LLMs can be thought as one big stochastic JOIN. The new insight capabilities - thanks to their massive recall - is there. The problem is the stochasticity. They can retrieve stuff from the depths and slap them together but in these use cases we have no clue how relevant their inner ranking results or intermediary representations were. Even with the best read of user intent they can only simulate relevance, not really compute it in a grounded and groundable way.

So I take such automatic insight generation tasks with a massive grain of salt. Their simulation is amusing and feels relevant but so does a fortune teller doing a mostly cold read with some facts sprinkled in.
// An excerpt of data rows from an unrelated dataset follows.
PR #1352, opened 2020-02-02
[ThingManagerImpl] Prevent multiple handler inits on thing enabling

mdicke2s:
When a thing is enabled, the `ThingManagerImpl` takes care of calling `ThingHandler#initialize()`.
That makes totally sense if the thing was disabled before. However, if `setEnabled(thingUID, true)` is called for a thing which was already enabled, it causes an additional initialization.
Since concurrent hanlder initializations may cause trouble, it is safer to prevent this. Therefore enabling a thing (including starting its thing handler) should only be performed if the thing is disabled.

Signed-off-by: Michael Reitler <github@madpage.de>

### DIFF
--- a/bundles/org.openhab.core.thing/src/main/java/org/openhab/core/thing/internal/ThingManagerImpl.java
+++ b/bundles/org.openhab.core.thing/src/main/java/org/openhab/core/thing/internal/ThingManagerImpl.java
@@ -1201,8 +1201,8 @@ public class ThingManagerImpl
 
         if (enabled) {
             // Enable a thing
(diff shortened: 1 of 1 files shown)


cdjackson:
@mdicke2s Did you mean to close this?

mdicke2s:
Hello @cdjackson 
I had an issue with the DCO check. Therefore I created another PR and fixed the DCO issue: https://github.com/openhab/openhab-core/pull/1353

cdjackson:
Ok, no problem. I know from experience that sometimes it’s easy to click the wrong button in GH and hadn’t seen the new PR.

Thanks.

> → I solve problems faster by finding similar past situations → I make better decisions by accessing forgotten context → I see patterns that were invisible when scattered across time

All of which makes me skeptical of this claim. I have no doubt they feel productive but it might just as well be a part of that simulation, with all the biases, blind spots etc originating from the machine. Which could be worse than not having used the tool. Not having augmented recall is OK, forgetting things are OK - because memory is not a passive reservoir of data but an active reranker of relevance.

LLMs can’t be the final source of insight and wisdom, they are at best sophists, or as Terrence Tao put it more kindly, a mere source of cleverness. In this, they can just as well augment our self-deception capacity, maybe even more than counterbalancing them.

Exercise: whatever amusing insight a machine produces for you, ask for a very strong counter to it. You might be equally amused.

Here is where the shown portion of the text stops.